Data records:
_ _ _ _

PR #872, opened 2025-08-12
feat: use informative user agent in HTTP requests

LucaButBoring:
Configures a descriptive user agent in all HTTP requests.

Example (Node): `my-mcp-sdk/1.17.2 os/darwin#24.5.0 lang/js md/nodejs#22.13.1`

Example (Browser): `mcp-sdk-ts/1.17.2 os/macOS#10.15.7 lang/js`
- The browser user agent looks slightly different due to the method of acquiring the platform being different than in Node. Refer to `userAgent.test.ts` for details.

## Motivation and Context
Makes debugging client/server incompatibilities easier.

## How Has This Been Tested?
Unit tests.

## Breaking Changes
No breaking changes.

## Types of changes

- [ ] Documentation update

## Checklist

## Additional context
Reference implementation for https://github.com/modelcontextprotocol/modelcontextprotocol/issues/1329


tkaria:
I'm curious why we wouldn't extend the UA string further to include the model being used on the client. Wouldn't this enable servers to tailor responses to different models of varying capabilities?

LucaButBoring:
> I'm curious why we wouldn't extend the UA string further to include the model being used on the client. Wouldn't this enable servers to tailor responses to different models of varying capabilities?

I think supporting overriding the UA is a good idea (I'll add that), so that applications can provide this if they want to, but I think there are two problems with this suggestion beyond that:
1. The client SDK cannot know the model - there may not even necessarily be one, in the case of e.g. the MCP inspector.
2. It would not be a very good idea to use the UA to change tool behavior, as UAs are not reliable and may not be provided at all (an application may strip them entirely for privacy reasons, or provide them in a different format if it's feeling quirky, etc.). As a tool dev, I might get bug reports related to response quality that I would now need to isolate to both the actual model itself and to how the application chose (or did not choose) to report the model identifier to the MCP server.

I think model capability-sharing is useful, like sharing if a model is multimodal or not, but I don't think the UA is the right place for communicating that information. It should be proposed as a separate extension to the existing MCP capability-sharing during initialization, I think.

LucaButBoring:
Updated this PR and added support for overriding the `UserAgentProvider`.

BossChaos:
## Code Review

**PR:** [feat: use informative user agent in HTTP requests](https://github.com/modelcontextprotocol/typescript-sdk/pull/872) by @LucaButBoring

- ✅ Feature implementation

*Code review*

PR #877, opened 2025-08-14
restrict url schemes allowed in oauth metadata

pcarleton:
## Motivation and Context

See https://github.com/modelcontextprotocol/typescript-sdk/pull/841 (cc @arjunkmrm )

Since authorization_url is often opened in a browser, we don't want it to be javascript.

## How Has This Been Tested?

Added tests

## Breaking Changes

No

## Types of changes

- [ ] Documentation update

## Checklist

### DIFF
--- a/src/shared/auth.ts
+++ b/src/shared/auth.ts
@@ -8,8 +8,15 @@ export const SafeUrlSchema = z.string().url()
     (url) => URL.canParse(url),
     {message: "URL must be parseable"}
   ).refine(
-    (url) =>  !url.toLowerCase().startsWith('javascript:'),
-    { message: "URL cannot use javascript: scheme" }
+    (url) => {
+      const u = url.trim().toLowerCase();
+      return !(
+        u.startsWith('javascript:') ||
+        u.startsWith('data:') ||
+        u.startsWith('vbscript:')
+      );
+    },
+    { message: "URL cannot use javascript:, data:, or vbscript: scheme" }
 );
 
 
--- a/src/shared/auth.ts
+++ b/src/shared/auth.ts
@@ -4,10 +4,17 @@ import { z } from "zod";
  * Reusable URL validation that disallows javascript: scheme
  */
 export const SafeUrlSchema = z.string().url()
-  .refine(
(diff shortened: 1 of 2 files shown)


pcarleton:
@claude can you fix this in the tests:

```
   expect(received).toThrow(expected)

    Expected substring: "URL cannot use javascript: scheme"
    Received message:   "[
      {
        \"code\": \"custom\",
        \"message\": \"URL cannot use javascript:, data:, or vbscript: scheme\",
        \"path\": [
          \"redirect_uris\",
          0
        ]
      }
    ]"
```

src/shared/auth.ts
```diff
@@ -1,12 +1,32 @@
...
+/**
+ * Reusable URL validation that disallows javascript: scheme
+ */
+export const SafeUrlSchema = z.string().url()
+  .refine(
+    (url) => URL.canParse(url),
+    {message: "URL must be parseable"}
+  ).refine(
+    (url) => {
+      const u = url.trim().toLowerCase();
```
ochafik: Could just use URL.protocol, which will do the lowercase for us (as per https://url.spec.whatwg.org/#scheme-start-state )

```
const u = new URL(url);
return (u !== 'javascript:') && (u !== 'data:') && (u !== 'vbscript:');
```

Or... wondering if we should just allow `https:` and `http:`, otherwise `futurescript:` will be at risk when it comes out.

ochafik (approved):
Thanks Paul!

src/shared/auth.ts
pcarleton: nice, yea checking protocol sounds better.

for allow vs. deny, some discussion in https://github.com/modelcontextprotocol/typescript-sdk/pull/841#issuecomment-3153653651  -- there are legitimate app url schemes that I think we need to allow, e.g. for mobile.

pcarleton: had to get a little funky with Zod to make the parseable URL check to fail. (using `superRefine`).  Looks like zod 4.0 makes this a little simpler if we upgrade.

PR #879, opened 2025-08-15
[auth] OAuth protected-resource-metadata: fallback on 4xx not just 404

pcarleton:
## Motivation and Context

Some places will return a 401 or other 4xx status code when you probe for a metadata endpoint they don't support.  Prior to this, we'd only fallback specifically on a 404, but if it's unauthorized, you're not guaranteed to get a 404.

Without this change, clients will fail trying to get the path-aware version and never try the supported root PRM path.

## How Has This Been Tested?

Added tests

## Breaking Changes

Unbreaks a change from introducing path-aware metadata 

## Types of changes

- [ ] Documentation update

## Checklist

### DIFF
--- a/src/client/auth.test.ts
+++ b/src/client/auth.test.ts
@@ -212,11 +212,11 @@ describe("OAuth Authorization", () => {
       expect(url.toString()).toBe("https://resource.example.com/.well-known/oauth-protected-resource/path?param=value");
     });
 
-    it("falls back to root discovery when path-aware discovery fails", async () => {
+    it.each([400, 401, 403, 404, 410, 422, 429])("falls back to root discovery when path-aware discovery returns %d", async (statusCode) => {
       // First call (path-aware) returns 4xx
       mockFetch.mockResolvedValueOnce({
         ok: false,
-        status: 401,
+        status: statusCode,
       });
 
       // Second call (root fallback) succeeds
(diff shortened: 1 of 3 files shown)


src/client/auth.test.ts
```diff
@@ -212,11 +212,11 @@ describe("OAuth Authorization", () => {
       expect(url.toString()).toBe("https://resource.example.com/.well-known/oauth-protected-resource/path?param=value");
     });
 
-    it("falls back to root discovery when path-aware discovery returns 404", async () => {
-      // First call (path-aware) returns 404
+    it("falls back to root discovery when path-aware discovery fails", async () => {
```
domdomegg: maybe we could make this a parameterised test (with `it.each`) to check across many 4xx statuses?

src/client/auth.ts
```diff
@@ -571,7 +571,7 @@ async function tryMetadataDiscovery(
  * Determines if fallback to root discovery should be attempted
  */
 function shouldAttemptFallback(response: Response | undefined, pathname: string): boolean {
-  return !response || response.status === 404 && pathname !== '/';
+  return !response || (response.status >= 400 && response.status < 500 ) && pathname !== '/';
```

_ _ _ _

** Goal of the exercise **
Among the records above, repeat exactly the line with "Makes debugging client/server", the line with "1. The client", and every line in between, and only those.

** Response to the exercise **
Makes debugging client/server incompatibilities easier.

## How Has This Been Tested?
Unit tests.

## Breaking Changes
No breaking changes.

## Types of changes

- [ ] Documentation update

## Checklist

## Additional context
Reference implementation for https://github.com/modelcontextprotocol/modelcontextprotocol/issues/1329


tkaria:
I'm curious why we wouldn't extend the UA string further to include the model being used on the client. Wouldn't this enable servers to tailor responses to different models of varying capabilities?

LucaButBoring:
> I'm curious why we wouldn't extend the UA string further to include the model being used on the client. Wouldn't this enable servers to tailor responses to different models of varying capabilities?

I think supporting overriding the UA is a good idea (I'll add that), so that applications can provide this if they want to, but I think there are two problems with this suggestion beyond that:
1. The client SDK cannot know the model - there may not even necessarily be one, in the case of e.g. the MCP inspector.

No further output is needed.